There’s not to my knowledge a good way to run/test GitHub actions locally. So if I want to verify my change uploads the coverage report after the end of the pipeline, I have to run the whole thing. And then I find an error because on the GitHub runner blah blah is different
You can install the github actions runner locally and use it, however all that does is eat your cpu cycles and prevent them from charging you. It doesn’t help you debug that blackbox at all.
What would you use if you had a choice?
I like zuul quite a lot, it’s a bit complicated to set up first but once it’s runnint’s really cool, especially the gating mechanisms can’t be found anywhere else and the dependencies between jobs are very intuitive too.
Not saying it’s perfect, but every job I’ve been at they’re migrating away from Jenkins. And they never have a reason to do so other than shiny new toy. Jenkins has it’s own problems, but I personally think it’s litterally decades ahead of github actions.
I do like runners better than the default jenkins run baremetal on the server, however the runners are too blackbox. I wish there was a debug toggle on runners. Pause at step, then provide a console into the runner. Some runs litterally take hours, so adding some debug output, and rerunning makes troubleshooting tedious.
And they never have a reason to do so other than shiny new toy.
Security. Jenkins has issues with every other plugin being a backdoor or version having some vulnerability.
And the Actions in the marketplace aren’t?

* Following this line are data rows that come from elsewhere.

Issue #915, opened 2022-10-13
Inconsistent behavior between pycoco and keras_cv.metrics.COCOMeanAveragePrecision


tanzhenyu:
During the development of FasterRCNN, I have noticed reasonable loss and reasonable prediction outcome, but always get low mAP metrics (~0.18). The evaluation loop takes ~13 minutes.
So I instead hack a COCO wrapper (thanks to Model Garden) and directly call pycoco, this time it gets me 0.44 mAP which is more reasonable. The evaluation loop takes ~8 minutes.
I wonder how we can investigate those inconsistencies.
I have put my reproducible code in a separate branch, this is a standalone script that can run end-to-end:
https://github.com/keras-team/keras-cv/blob/map/examples/models/object_detection/faster_rcnn/eval.py

I have also tried to configure iou_thresholds, recall_thresholds to try to match the result from pycoco, but with no luck.

You can also copy the script to colab if you want to run the `visualize_image` section along with mAP computation.

LukeWood:
> During the development of FasterRCNN, I have noticed reasonable loss and reasonable prediction outcome, but always get low mAP metrics (~0.18). The evaluation loop takes ~13 minutes. So I instead hack a COCO wrapper (thanks to Model Garden) and directly call pycoco, this time it gets me 0.44 mAP which is more reasonable. The evaluation loop takes ~8 minutes. I wonder how we can investigate those inconsistencies. I have put my reproducible code in a separate branch, this is a standalone script that can run end-to-end: https://github.com/keras-team/keras-cv/blob/map/examples/models/object_detection/faster_rcnn/eval.py
> 
> I have also tried to configure iou_thresholds, recall_thresholds to try to match the result from pycoco, but with no luck.
> 
> You can also copy the script to colab if you want to run the `visualize_image` section along with mAP computation.

Thanks for the error report!  I'll take this on and try to figure out whats going on here.

bhack:
> The evaluation loop takes ~8 minutes.

@tanzhenyu Other then precision that could be fixed/covered by the right test we still have some perf. inefficiency as we cannot XLA compile these things. See https://github.com/keras-team/keras-cv/issues/895#issuecomment-1273430678

tanzhenyu:
> n loop takes ~8 minutes.

Those metrics that require lots of dynamic processing are usually something we cannot make it happen in XLA anyway, so right now this only works on CPU, we don't have plans to support it in GPU/TPU

tanzhenyu:
[...]

PR #949, opened 2022-10-19
[Draft] Improve MeanAveragePrecision metric accuracy for good models

LukeWood:
Good object detection models make a ton of predictions with confidence scores >0.9.  As such, most boxes end up in the high end of the buckets.  

download-3

Fixes https://github.com/keras-team/keras-cv/issues/915

Histogram of confidence scores of a well optimized model

download-2

---

Action items:

- try out just a simple exponential function prioritizing values over 0.8
- plot histogram of scores of a good RetinaNet
- make this configurable to users

Another point:

After NMS boxes below score threshold X are pruned, so any buckets UNDER that score threshold are ENTIRELY unused.  I should also make this configurable.

PR #979, opened 2022-11-02
[Draft] Implement a dynamic bucketization algorithm for MeanAveragePrecision

LukeWood:
Fixes https://github.com/keras-team/keras-cv/issues/915

Histogram of confidence scores of a well optimized model:
196818643-d4fc5db6-1879-482e-8d7d-ad62705da054

Sequel to: https://github.com/keras-team/keras-cv/pull/949

First, I tried to map boxes to buckets nonlinearly using an exponential function.  This increases the number of buckets are the end of the confidence thresholds (i.e..in the range [0.9, 1.0] confidence range). This did not work well enough; many good models map almost all boxes to 0.999 confidence.

This branch implements a dynamic bucketization algorithm.  In this algorithm all boxes are first assigned round-robin to new buckets, then after all buckets are filled the buckets are sorted and re-organized to be in ascending order.  Boxes are then assigned based on the first matching confidence score.

---

This does not currently pass tests.  Unsure why, opening as a draft to keep track of this, but I am shelving this for a little bit.


LukeWood:
Removed in favor of the final PyCOCOTools OD metrics

PR #980, opened 2022-11-02
[Backbone Training] added 50/50 between cutmix and mixup, changed default hold steps

DavidLandup0:
# What does this PR do?

Tested on Imagenette - shows a ~2% increase in accuracy over the original script. Unclear how much this translates to ImageNet (if it does).

- Hold steps updated to default to 45% (decay starts around the first reduction on plateau in the `ReduceLROnPlateau` alternative)
- Each batch is augmented either with Mixup or Cutmix with a 50/50 probability between them
- The script that produced the plot uses RandAugment with `magnitude` of `0.7` instead of `0.3` for both runs

image

P.S. I made the labels a bit weird - both use the same CutMix/MixUp policy, not just the other one. The only difference between these is the LR schedule (reduce on plateau vs warmup + decay).

@ianstenbit 

## Before submitting
      Pull Request section?
      to it if that's the case.

## Who can review?

### DIFF
--- a/examples/training/classification/imagenet/basic_training.py
+++ b/examples/training/classification/imagenet/basic_training.py
@@ -186,6 +186,7 @@ AUGMENT_LAYERS = [
     keras_cv.layers.RandAugment(value_range=(0, 255), magnitude=0.3),
 ]
 
+
 @tf.function
 def augment(img, label):
     inputs = {"images": img, "labels": label}
--- a/examples/training/classification/imagenet/basic_training.py
+++ b/examples/training/classification/imagenet/basic_training.py
@@ -192,7 +192,7 @@ def augment(img, label):
     inputs = {"images": img, "labels": label}
     for layer in AUGMENT_LAYERS:
         inputs = layer(inputs)
-    if tf.random().uniform(()) > 0.5:
+    if tf.random().uniform() > 0.5:
         inputs = keras_cv.layers.CutMix()(inputs)
     else:
         inputs = keras_cv.layers.MixUp()(inputs)
--- a/examples/training/classification/imagenet/basic_training.py
+++ b/examples/training/classification/imagenet/basic_training.py
@@ -192,7 +192,7 @@ def augment(img, label):
     inputs = {"images": img, "labels": label}
     for layer in AUGMENT_LAYERS:
         inputs = layer(inputs)
-    if tf.random().uniform() > 0.5:
+    if tf.random.uniform() > 0.5:
         inputs = keras_cv.layers.CutMix()(inputs)
     else:
         inputs = keras_cv.layers.MixUp()(inputs)
--- a/examples/training/classification/imagenet/basic_training.py
+++ b/examples/training/classification/imagenet/basic_training.py
@@ -99,7 +99,7 @@ flags.DEFINE_float(
 
 flags.DEFINE_float(
     "warmup_hold_steps_percentage",
-    0.1,
+    0.45,
     "For how many steps expressed in percentage (0..1 float) of total steps should the schedule hold the initial learning rate after warmup is finished, and before applying cosine decay.",
 )
 
@@ -184,15 +184,18 @@ def crop_and_resize(img, label):
 AUGMENT_LAYERS = [
     keras_cv.layers.RandomFlip(mode="horizontal"),
     keras_cv.layers.RandAugment(value_range=(0, 255), magnitude=0.3),
-    keras_cv.layers.CutMix(),
 ]
-
 
 @tf.function
 def augment(img, label):
     inputs = {"images": img, "labels": label}
     for layer in AUGMENT_LAYERS:
         inputs = layer(inputs)
+    if tf.random().uniform(()) > 0.5:
+        inputs = keras_cv.layers.CutMix()(inputs)
+    else:
+        inputs = keras_cv.layers.MixUp()(inputs)
+
     return inputs["images"], inputs["labels"]
 
 


DavidLandup0:
P.S. We might want to look into weight regularization (as per the "bag of tricks for cnns") in general for the training script. I'll do some test runs and see if we can generalize it to all models.

ianstenbit:
> P.S. We might want to look into weight regularization (as per the "bag of tricks for cnns") in general for the training script. I'll do some test runs and see if we can generalize it to all models.

Agreed. I am currently exploring weight decay as an option, doing some test runs on ImageNet

DavidLandup0:
Excited to see the results of regularization! I'll try to do some runs as well. Currently, trying out the advertised benefits of progressive learning with adaptive regularization for augmentation. Got the script to train ~30% faster, but the accuracy has dropped too.

Posting updates on progressive learning if there's something promising down the line :)

DavidLandup0:
The tweaks come from wanting to provide good pretrained weights for downstream tasks, which currently aren't at proposed paper levels. If we can find a sweet spot with a _general_ trainer script that can be reused for most architectures - that'd speed up the development and distribution of new models.

The original training procedures might not be ideal for each architecture - if ResNets were proposed in 2022, they'd probably have used CutMix as well, so drifting from the original training procedures can, IMO, lead to better weights than originally proposed in these papers. For example, in the EffNetV2 paper, the authors train a plain ResNet with progressive learning and achieve better results.

On the production end - the main considerations are FLOPS and accuracy. If the FLOPS/accuracy hierarchy is changed through a better training pipeline, especially if a low-FLOP model starts performing better, IMO, that's only for the better.

bhack:
> On the production end - the main considerations are FLOPS and accuracy. If the FLOPS/accuracy hierarchy is changed through a better training pipeline, especially if a low-FLOP model starts performing better, IMO, that's only for the better.

Yes, what I meant is that this in the end could really go to impact the criteria of accepting new models especially if we are going to overpopulate the same flops/accuracy area. In the case we narrow the margins what is the advantages of working on all these architectures or just introducing a new one?

I understand more the logic of having reference models in research as they are useful as recurrent baselines for writing new papers/experiment when introducing new models or forking original experiments, but what is the logic in production?

I would really like to understand when we come up with a table what kind of FLOPS / accuracy ratio we have on these archs with a training protocol that is in de-facto a custom one.

DavidLandup0:
I think you bring up a good question. We should probably sit down and figure this out when we hit paper-claimed levels on most archs and can see improvements beyond that point in the near horizon. :) @bhack 

Have you had the chance to try the new setup out? @ianstenbit

bhack:
> We should probably sit down and figure this out when we hit paper-claimed levels on most archs and can see improvements beyond that point in the near horizon

Or it could be the case we are already going to flat many models on the same flops/accuracy area with our custom training protocol. Who knows?  
The only solution is to start to populate FLOPS/accurancy markdown tables from who finally run the training jobs and it is already committing the weights in the repository.

DavidLandup0:
I can make the tables given the current training history runs. Should it be a new MD file?

DavidLandup0:
IMO - it should have:

- Model name
- Param count
- Estimated FLOPS
- Top-1 and Top-5 validation accuracy
- Size (in megabytes, relevant for edge device deployment)
- Inference time (CPU and GPU)


In other words - pretty much what the current Keras Applications page has :)

bhack:
Yes something like that. But the internal team need to join/agree to this effort as currently the models and the related weights are mainly trained and committed with their computing resources/manual work (also if we have margins to automate this https://github.com/keras-team/keras-cv/discussions/954).

This activity could help also expose to the community the best practices for https://github.com/keras-team/keras/issues/16699 or any other nice tool collect to automate the production of these values for a given checkpoint.

ianstenbit:
> IMO - it should have:
> 
> * Model name
> * Param count
> * Estimated FLOPS
> * Top-1 and Top-5 validation accuracy
> * Size (in megabytes, relevant for edge device deployment)
> * Inference time (CPU and GPU)
> 
> In other words - pretty much what the current Keras Applications page has :)

I think this would be great -- ideally most of this information is either
- Included in the training history JSON files
- Computable based on the models theselves

I would really like it if we could do this automatically with a script to parse our training records and update such a table.

One missing piece is that we're not currently exporting top-5 accuracy in our history JSON file. This would be an easy fix as we'd just have to add top-5 accuracy to the training script and it should show up in tensorboard logs and then can be parsed into the JSON

ianstenbit:
> I think you bring up a good question. We should probably sit down and figure this out when we hit paper-claimed levels on most archs and can see improvements beyond that point in the near horizon. :) @bhack
> 
> Have you had the chance to try the new setup out? @ianstenbit

I have not been able to run an experiment with this yet. I am hoping to do so in the next week or so, but can't make any promises. Thank you for your great contributions here -- I haven't lost track of this and I'll make sure it gets properly tested and merged if it looks good.

DavidLandup0:
> I would really like it if we could do this automatically with a script to parse our training records and update such a table.
One missing piece is that we're not currently exporting top-5 accuracy in our history JSON file. This would be an easy fix as we'd just have to add top-5 accuracy to the training script and it should show up in tensorboard logs and then can be parsed into the JSON

We couldn't get it for previous runs though, right? Or is it tracked but not displayed? Anyhow, yes - automating it with a script would be great :)
It's worth standardizing FLOPS estimation, and on which hardware inference/training is tested. Since we'd expect people to use it on consumer hardware, using an "average" setup might be a good idea

bhack:
> It's worth standardizing FLOPS estimation, and on which hardware inference/training is tested. Since we'd expect people to use it on consumer hardware, using an "average" setup might be a good idea

We had already an interesting invite from @gfursin in the Keras ticket https://github.com/keras-team/keras/issues/16389#issuecomment-1251152900

examples/training/classification/imagenet/basic_training.py
```diff
@@ -193,6 +192,11 @@ def augment(img, label):
     inputs = {"images": img, "labels": label}
     for layer in AUGMENT_LAYERS:
         inputs = layer(inputs)
+    if tf.random().uniform(()) > 0.5:
+        inputs = keras_cv.layers.CutMix()(inputs)
+    else:
+        inputs = keras_cv.layers.MixUp()(inputs)
```
innat, line 198: Don't we have any functionality to achieve this? https://github.com/keras-team/keras-cv/issues/408
cc @LukeWood

innat: Maybe! [RandomAugmentationPipeline](https://keras.io/api/keras_cv/layers/preprocessing/random_augmentation_pipeline/)

DavidLandup0: Good catch! Trying a run with:

```
AUGMENT_LAYERS = [
    keras_cv.layers.RandomFlip(mode="horizontal"),
    keras_cv.layers.RandAugment(value_range=(0, 255), magnitude=0.3),
    keras_cv.layers.RandomAugmentationPipeline(layers=[keras_cv.layers.CutMix(), keras_cv.layers.MixUp()], augmentations_per_image=1, rate=1)
]
```

DavidLandup0:
```
AUGMENT_LAYERS = [
    keras_cv.layers.RandomFlip(mode="horizontal"),
    keras_cv.layers.RandAugment(value_range=(0, 255), magnitude=0.3),
    keras_cv.layers.RandomAugmentationPipeline(layers=[keras_cv.layers.CutMix(), keras_cv.layers.MixUp()], augmentations_per_image=1, rate=1)
]

@tf.function
def augment(img, label):
    inputs = {"images": img, "labels": label}
    for layer in AUGMENT_LAYERS:
        inputs = layer(inputs)
        
    return inputs["images"], inputs["labels"]


train_set = (
    train_set.map(crop_and_resize, num_parallel_calls=tf.data.AUTOTUNE)
    .batch(BATCH_SIZE)
    .map(augment, num_parallel_calls=tf.data.AUTOTUNE)
    .prefetch(tf.data.AUTOTUNE)
)
```

🤔 

```
ValueError: CutMix received a single image to `call`.  The layer relies on combining multiple examples, and as such will not behave as expected.  Please call the layer with 2 or more samples.
```

DavidLandup0: But works perfectly fine for the code in the PR, which should be functionally equivalent

innat: Some augmentation require batch of inputs, such as cut-mix, mix-up, fourier-mix, mosaic-mix.

```python
keras_cv.layers.RandomAugmentationPipeline(
   layers=[
        keras_cv.layers.CutMix(), 
        keras_cv.layers.MixUp()], 
       augmentations_per_image=1, # < shuld be > 1?
       rate=1 # is it ok? 
)
```

DavidLandup0: Yes - CutMix and MixUp need batches of images and labels to mix up, but I think that we are providing batches? 
The initial code deals with the same batched input and they correctly work. I'll look into the potential difference in input

DavidLandup0: The augmentations per image are set to 1 with a rate of 1 to ensure that on each augmentation call, we apply exactly 1 aug out of the two with a 50/50 probability

examples/training/classification/imagenet/basic_training.py
```diff
@@ -193,6 +192,11 @@ def augment(img, label):
     inputs = {"images": img, "labels": label}
     for layer in AUGMENT_LAYERS:
         inputs = layer(inputs)
+    if tf.random().uniform(()) > 0.5:
```
ianstenbit, line 195: This should just be `tf.random.uniform()`

DavidLandup0: Whoops, good catch!

DavidLandup0:
Awesome, thanks for the update! Excited to hear how it goes :D

ianstenbit (changes requested):
After some testing, this seems to marginally improve performance, so I think let's go ahead and merge it.

Just need to fix the `tf.random().uniform()` -> `tf.random.uniform()` issue.

Thank you!

DavidLandup0:
Awesome, thanks for the update! Any TB.dev logs for reference?
What counts as marginal improvement? 😅 

Updated the random() call

ianstenbit:
> Awesome, thanks for the update! Any TB.dev logs for reference? What counts as marginal improvement? 😅

0.3% top-1 improvement for a DarkNet training run. Don't have a side-by-side comparison but the results after the change are [here](https://tensorboard.dev/experiment/665BYHNUQlmSpxkyyvrKng/#scalars)

DavidLandup0:
Awesome, thanks!
Did the prolonged hold steps help at all? 🤔

bhack:
> After some testing, this seems to marginally improve performance, so I think let's go ahead and merge it.
> 
> Just need to fix the `tf.random().uniform()` -> `tf.random.uniform()` issue.
> 
> Thank you!

Not for this probably but for the next one can we evaluate the flops/accuracy ratio before introducing new tricks?

bhack:
E.g. users cloud not be interested in a 0.3% improvement if we add a large overhead in epoch/steps.

DavidLandup0:
> Not for this probably but for the next one can we evaluate the flops/accuracy ratio before introducing new tricks?

This one should be pretty equal since it's either one or the other, and the only extra call is the `tf.uniform.random()` on each batch, but I agree that down the line, a super small improvement that makes the script run for way longer (or makes it more expensive to run) is a bad idea.

I like the idea of testing out "Super Convergence" - a largely unnoticed paper (only <600 citations): https://arxiv.org/pdf/1708.07120.pdf

I've known about it for a while but never tried testing it. If we can speed up the training by any factor,  it'd be welcome 🤔 
They specifically train ResNet, WideResNet, Inception and DenseNet (all of which we have here and can test) on ImageNet, CIFAR10 and CIFAR100

DavidLandup0:
I'll do some runs on Super Convergence today and if it bears any fruit, send the results

bhack:
> This one should be pretty equal since it's either one or the other, and the only extra call is the tf.uniform.random() on each batcu

But we need also to consider also if we have a perf gap between mixup and cutmix.

ianstenbit:
re: speed of cutmix vs mixup

I agree there is the possibility of a performance delta here. Based on the TensorBoard logs, I don't think there was a meaningful performance difference, but I don't have great benchmark data.

I did do a quick 10-epoch test of training EfficientNetV2B0 with/without this PR and there was no noticeable difference in step time.

ianstenbit (approved):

My employers have only allowed a very small subset of each. It’s super frustrating having to reinvent the wheel constantly.
I wonder if problems could be mostly avoided by running potentially-unsafe code in a container without network access.
have you looked at solutions which emulate github actions locally?
https://github.com/nektos/act this is one of them but I think I’ve seen one more.
Github actions also has self hosted runners: https://docs.github.com/en/actions/concepts/runners/self-hosted-runners
Never found
actuseful. Where I work, we have our own self hosted instance, including self hosted runners and it doesn’t really improve the situation WRT debugging an Action.
Man I hate PHP with a burning passion - much, much more than GitHub actions. And yes, they already suck big time. But man, PHP made me question my whole career just by its utter and pure stupidity and atrocious design choices. Just had to vent for a moment - IMHO nothing comes even close to that programming language in terms of how pathetic it is.
Github Actions really are horrible to work with. If I could spin up a container and test the commands on the fly that would make things so much easier. But having to do the commit push refresh webpage insanity every time… It is really cool when the pipeline works, but getting there is very painful.
If I could spin up a container and test the commands on the fly that would make things so much easier
You can, if you use docker based actions.